68-65 Soto Karass. Some close rounds though.


----------



## ChicoTheBoy (Jun 5, 2013)

Relentless said:


> I've had enough shoulder injuries and surgeries to know the shoulder doesn't hurt even with a damaged rotator cuff right away, the inflammation takes time to set in, only thing that would make it painful is if he tore his entire rotator cuff off the bone or tore his labrum but then he would have disclocated the shoulder.

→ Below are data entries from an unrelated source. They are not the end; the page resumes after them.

PR #2180, opened 2020-07-26
Faster macOS CI builds

matteblair:
Working on making this build fast enough to run on every push.


matteblair:
With ccache, the macOS build is now under 2 minutes! I think this is fast enough to run on every push now. I'm also going to try using ccache on other jobs too.

tallytalwar:
Bravo.. from Travis instances taking hours to even getting picked up to osx co builds under 2 mins. Journey!!

PR #326, opened 2020-02-05
quic: guard against use after destroy

jasnell:
Covers at least two of the known segfault cases...

Essentially: when a QuicSession is destroyed while the ngtcp2 callbacks are running, or while attempting to send packet data, we need to guard against use immediately after.

Adds additional UNLIKELY checks in the ngtcp2 callback handlers to make sure we abort the callbacks if the QuicSession is destroyed.


jasnell:
Landed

Not at all, Im pitched in college (baseball) I partially tore man pitching, and it didnt feel horrible, but It def effected my range of motion and was difficult to throw. I can imagine berto would be feeling the same thing, probably only hurts when he punches.


----------



## Tage_West (May 16, 2013)

continually off balance


----------



## Relentless (Nov 24, 2012)

berto always loses to these b-c level fighters

first ortiz then guerrero now soto caress


----------



## Relentless (Nov 24, 2012)

ChicoTheBoy said:


> Not at all, Im pitched in college (baseball) I partially tore man pitching, and it didnt feel horrible, but It def effected my range of motion and was difficult to throw. I can imagine berto would be feeling the same thing, probably only hurts when he punches.

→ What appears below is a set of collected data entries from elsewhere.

PR #327, opened 2020-02-05
quic: fixup test-quic-quicsocket

jasnell:
Avoid memory leak on ready listeners by moving all arg
validation before kMaybeBind call


jasnell:
Landed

don't know about that but i tore my supraspinatus on both arms (not together) and didn't feel anything until a few days later. perhaps he came in with the injury?


----------



## Boxing Fanatic (Jun 5, 2013)

broner must be laughing his arse off


----------



## Sweethome_Bama (Jul 29, 2012)

Berto if he had any sense would either square up on the inside or change stance so he can shoot counter left hands .


----------



## Them Bones (Jul 13, 2013)

78-74 Soto Karass.


----------



## Tage_West (May 16, 2013)

1.10-9 soto karas
2.9-10 berto
3.9-10 berto
4.10-9 soto karass
5.10-9 soto karass
6.9-10 berto 
7.10-9 soto karass
8.9-10 berto


----------



## santiagoraga (Jun 4, 2013)

Relentless said:


> berto always loses to these b-c level fighters
> 
> first ortiz then guerrero now soto caress


Not really a surprise considering Berto is a B-C level fighter himself.


----------



## ChicoTheBoy (Jun 5, 2013)

Relentless said:


> don't know about that but i tore my supraspinatus on both arms (not together) and didn't feel anything until a few days later. perhaps he came in with the injury?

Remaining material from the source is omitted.